Nov. 17 (UPI) -- Archaeologists have for the first time analyzed the embossed gold motifs recovered from Tutankhamun's tomb. Tutankhamun, or King Tut, ruled Egypt between 1332 and 1323 BC.
The tomb of Tutankhamun was first excavated in 1922 -- one of the greatest archaeological finds in history. But many of the artifacts recovered from the tomb have remained in museum storage closets for years, unexamined.
Now, for the first time, a haul of gold treasure from King Tut's is being put on display at the Egyptian Museum Cairo -- having been unpacked and examined for the first time in nearly a century.
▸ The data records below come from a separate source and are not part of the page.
PR #9851, opened 2026-07-13
Validate intake form response before creating the patient

### LINKED ISSUE #8827: `New Patient` intake form: patient still gets created on validation error
In the `New Patient` form, clicking submit without filling in all required fields can return an error, however the patient still gets created (even though validation error was thrown) 

Steps to repro: 

1. Navigate to `New Patient` form in Provider app
2. Fill in all but one required field
3. Click submit - observe that an error appears for an invalid empty value
    - example: `Invalid empty non-primitive value (QuestionnaireResponse.item[8].item[2].answer[0])`
4. Navigate to Patient list view in Provider app, observe that the patient was created

AbhinavMir:
Closes #8827

 Check everything that can fail before writing anything. Two checks were added at the top of onboardPatient:
1. Ask the server to validate the questionnaire response (same check that would have failed mid-way now runs first).
2. Since the coverage code reads the fields unconditionally, it crashed on partial input. Fix makes sure the insurance section has all answers it needs.

demo

### DIFF
--- a/examples/medplum-provider/src/utils/intake-form.test.ts
+++ b/examples/medplum-provider/src/utils/intake-form.test.ts
@@ -1,8 +1,9 @@
 // SPDX-FileCopyrightText: Copyright Orangebot, Inc. and Medplum contributors
 // SPDX-License-Identifier: Apache-2.0
-import { allOk, badRequest, OperationOutcomeError } from '@medplum/core';
+import { badRequest, OperationOutcomeError } from '@medplum/core';
 import type { Questionnaire, QuestionnaireResponse, QuestionnaireResponseItemAnswer } from '@medplum/fhirtypes';
 import { MockClient } from '@medplum/mock';
+import type { Mock } from 'vitest';
 import { beforeEach, describe, expect, test, vi } from 'vitest';
 
 const mockAnswers = {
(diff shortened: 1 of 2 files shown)


maddyli:
Hi @AbhinavMir ! Thanks so much for this, would you mind also linking the related issue?

AbhinavMir:
Hi @maddyli - added. I am still experimenting, but I think it shud be good soon

AbhinavMir:
@maddyli PR shud be ready now! Sorry I forgot to tag earlier!

Filupnot:
@claude review this please

Filupnot:
@AbhinavMir - Thanks for writing this PR! Can you take a look at Claude's review above, specifically the 1st point? Also to pass our CI/CD DCO make sure you sign the commits (you can do this by appending `-s` to your commit line).

AbhinavMir:
Looking!

AbhinavMir:
@Filupnot I'll be honest, I used Fable and and tried to get this to a more complete state, but it seems like it depends on `transaction-bundles` in this case, and I don't understand the scope of that feature.

"Atomic rollback requires the project's `transaction-bundles` feature; without it the server applies batch semantics" - does this sound about right?

AbhinavMir:
@Filupnot updated! Let me know!

Filupnot:
Thanks for the update, and sorry for the delayed response!

This recent PR may have introduced a bug: The recorder approach re-routes every `add*` helper call through a fake MedplumClient, but most of those helpers (`addAllergy`, `addCondition`, `addCoverage`, `addImmunization`, `addFamilyMemberHistory`, `addPharmacy`, `upsertObservation`) call `medplum.upsertResource(resource, query)`, which is a conditional PUT that updates an existing matching resource instead of creating a duplicate. The recorder only forwards `resource`, not `query`, and `convertToTransactionBundle` always emits a plain POST. So all of those resource types lose their dedup behavior: a retried or resubmitted intake form would now create duplicate allergies, conditions, coverage records, etc., instead of updating in place. That's the "transaction-bundles feature" scope you flagged not understanding; it's a real corner of the FHIR API (conditional create/update inside a bundle via `request.ifNoneExist`), and it's exactly the kind of thing that's hard to get right without someone who's used it before checking the diff.

Given that, I think the cleanest path is to split this back into just the first commit, the validation-before-create fix. I think that's the entire fix for the linked issue, it's already well-tested, and it doesn't need any of the transaction-bundle machinery. If we want atomic submission as a follow-up, it deserves its own PR and issue, since it's a materially bigger change than [#8827](https://github.com/medplum/medplum/issues/8827) asked for, and honestly, given how much FHIR-transaction subtlety it involves, it's probably not a great fit for an open community contribution anyway.

Thanks again for sticking with this one!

A German-Egyptian team of archaeologists recently completed an extensive survey of the gold motifs. Their analysis revealed a striking similarity between the aesthetics of the Levant and the Ancient Egypt of the pharaohs.
During their survey, researchers spent thousands of man-hours piecing together the fragments of the 100 motifs now on display. Along the way, experts in art history analyzed the unique motifs, some of which included images foreign to Egypt -- like fighting animals and goats standing at the base of the tree of life.
"Presumably these motifs, which were once developed in Mesopotamia, made their way to the Mediterranean region and Egypt via Syria," Peter Pfälzner, researcher at the University of Tübingen, said in a news release. "This again shows the great role that ancient Syria played in the dissemination of culture during the Bronze Age."
Similar images were found on motifs recovered from a tomb excavated in the Syrian royal city of Qatna.
"Now, we need to solve the riddle of how the foreign motifs on the embossed gold applications came to be adopted in Egypt," Pfälzner said.
Chemical analysis of the motifs has begun to offer archaeologists clues as to how artistic traditions move across ancient cultures.
"The results showed that the embossed gold applications with Egyptian motifs and the others with foreign motifs were made of gold of differing compositions," Pfälzner said. "That does not necessarily mean the pieces were imported. It may be that various local workshops were responsible for producing objects in various styles -- and that one used Near Eastern models."